Assigned task –
Take the entries below and print only the lines from the one with "#include <kungfu/view/action_envelope.h>" through the one with "Reviewed the bounded", exactly as they stand, both ends included.

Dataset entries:
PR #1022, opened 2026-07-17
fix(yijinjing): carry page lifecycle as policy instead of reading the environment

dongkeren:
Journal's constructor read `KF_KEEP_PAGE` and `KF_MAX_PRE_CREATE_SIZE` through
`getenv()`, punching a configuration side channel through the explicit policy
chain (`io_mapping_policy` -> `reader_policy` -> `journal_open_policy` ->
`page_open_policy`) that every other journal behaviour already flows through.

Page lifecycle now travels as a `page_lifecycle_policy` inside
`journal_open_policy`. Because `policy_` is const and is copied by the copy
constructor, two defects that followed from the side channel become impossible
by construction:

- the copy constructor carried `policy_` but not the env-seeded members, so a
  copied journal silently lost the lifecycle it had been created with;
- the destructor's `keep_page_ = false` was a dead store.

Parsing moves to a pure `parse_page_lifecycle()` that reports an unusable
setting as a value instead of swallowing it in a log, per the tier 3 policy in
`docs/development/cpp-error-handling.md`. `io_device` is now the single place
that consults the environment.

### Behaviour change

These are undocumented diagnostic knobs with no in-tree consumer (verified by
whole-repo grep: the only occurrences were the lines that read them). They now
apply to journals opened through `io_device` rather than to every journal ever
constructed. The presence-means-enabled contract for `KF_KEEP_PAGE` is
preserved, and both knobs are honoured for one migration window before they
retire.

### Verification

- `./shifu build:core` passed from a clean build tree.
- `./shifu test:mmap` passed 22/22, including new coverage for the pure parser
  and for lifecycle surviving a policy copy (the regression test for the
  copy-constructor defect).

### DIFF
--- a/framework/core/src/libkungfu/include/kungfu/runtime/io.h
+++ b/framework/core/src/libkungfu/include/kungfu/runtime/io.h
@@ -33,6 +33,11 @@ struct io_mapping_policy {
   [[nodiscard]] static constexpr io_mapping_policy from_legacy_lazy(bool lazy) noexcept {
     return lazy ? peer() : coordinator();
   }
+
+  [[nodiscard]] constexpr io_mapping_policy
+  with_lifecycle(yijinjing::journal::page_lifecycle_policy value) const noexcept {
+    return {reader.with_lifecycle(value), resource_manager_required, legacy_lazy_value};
--
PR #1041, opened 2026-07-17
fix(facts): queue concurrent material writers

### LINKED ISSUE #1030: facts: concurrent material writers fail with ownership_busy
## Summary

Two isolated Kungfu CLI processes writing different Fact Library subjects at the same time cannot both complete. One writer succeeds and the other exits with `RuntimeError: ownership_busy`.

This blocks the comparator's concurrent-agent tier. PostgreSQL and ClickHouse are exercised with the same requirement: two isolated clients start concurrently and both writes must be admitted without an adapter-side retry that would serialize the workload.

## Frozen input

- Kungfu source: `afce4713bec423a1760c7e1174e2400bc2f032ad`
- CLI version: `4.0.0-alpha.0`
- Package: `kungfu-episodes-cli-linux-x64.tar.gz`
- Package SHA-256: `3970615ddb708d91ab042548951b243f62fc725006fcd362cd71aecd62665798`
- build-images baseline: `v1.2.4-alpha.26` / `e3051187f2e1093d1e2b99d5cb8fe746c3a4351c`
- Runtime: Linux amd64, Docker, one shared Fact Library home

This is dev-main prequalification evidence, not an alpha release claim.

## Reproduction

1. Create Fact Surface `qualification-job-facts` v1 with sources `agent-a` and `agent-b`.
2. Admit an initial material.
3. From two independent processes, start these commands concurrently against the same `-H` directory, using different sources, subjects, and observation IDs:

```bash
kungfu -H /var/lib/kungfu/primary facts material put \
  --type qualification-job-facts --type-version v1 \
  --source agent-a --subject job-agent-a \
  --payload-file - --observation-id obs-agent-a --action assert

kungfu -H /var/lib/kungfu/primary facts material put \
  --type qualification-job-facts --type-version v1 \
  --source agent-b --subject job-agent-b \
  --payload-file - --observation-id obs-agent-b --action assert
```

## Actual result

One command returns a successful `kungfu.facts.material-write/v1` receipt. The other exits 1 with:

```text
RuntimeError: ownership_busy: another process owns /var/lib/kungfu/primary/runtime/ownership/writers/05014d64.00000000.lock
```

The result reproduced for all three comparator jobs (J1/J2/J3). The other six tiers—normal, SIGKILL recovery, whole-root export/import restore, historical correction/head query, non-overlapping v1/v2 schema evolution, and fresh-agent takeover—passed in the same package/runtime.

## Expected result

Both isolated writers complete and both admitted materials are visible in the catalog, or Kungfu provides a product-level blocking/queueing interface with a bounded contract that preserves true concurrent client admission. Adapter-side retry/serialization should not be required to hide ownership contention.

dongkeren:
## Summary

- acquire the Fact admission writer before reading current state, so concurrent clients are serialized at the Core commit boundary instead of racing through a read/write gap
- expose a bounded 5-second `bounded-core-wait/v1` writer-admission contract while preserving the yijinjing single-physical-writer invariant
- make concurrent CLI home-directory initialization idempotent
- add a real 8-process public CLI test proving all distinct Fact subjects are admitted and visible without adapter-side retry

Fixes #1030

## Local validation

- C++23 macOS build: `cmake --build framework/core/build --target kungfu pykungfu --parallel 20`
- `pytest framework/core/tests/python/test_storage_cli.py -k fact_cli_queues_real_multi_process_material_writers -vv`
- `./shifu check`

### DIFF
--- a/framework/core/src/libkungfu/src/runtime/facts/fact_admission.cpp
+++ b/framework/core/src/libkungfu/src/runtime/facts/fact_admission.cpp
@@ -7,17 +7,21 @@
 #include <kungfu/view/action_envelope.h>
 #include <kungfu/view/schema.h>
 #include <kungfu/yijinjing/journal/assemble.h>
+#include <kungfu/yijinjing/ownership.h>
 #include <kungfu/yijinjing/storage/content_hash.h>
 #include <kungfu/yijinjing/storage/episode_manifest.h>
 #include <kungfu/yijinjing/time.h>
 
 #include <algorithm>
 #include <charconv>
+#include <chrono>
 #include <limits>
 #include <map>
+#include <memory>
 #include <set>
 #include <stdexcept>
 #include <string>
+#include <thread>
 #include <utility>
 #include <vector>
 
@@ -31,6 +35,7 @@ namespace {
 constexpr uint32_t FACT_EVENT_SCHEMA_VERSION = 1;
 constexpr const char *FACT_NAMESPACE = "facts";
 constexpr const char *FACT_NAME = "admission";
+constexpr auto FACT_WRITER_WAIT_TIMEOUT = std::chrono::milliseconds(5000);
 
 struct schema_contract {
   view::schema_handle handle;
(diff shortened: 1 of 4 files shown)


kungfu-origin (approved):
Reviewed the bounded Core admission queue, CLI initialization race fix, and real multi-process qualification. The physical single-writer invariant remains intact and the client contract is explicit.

Response box –
 #include <kungfu/view/action_envelope.h>
 #include <kungfu/view/schema.h>
 #include <kungfu/yijinjing/journal/assemble.h>
+#include <kungfu/yijinjing/ownership.h>
 #include <kungfu/yijinjing/storage/content_hash.h>
 #include <kungfu/yijinjing/storage/episode_manifest.h>
 #include <kungfu/yijinjing/time.h>
 
 #include <algorithm>
 #include <charconv>
+#include <chrono>
 #include <limits>
 #include <map>
+#include <memory>
 #include <set>
 #include <stdexcept>
 #include <string>
+#include <thread>
 #include <utility>
 #include <vector>
 
@@ -31,6 +35,7 @@ namespace {
 constexpr uint32_t FACT_EVENT_SCHEMA_VERSION = 1;
 constexpr const char *FACT_NAMESPACE = "facts";
 constexpr const char *FACT_NAME = "admission";
+constexpr auto FACT_WRITER_WAIT_TIMEOUT = std::chrono::milliseconds(5000);
 
 struct schema_contract {
   view::schema_handle handle;
(diff shortened: 1 of 4 files shown)


kungfu-origin (approved):
Reviewed the bounded Core admission queue, CLI initialization race fix, and real multi-process qualification. The physical single-writer invariant remains intact and the client contract is explicit.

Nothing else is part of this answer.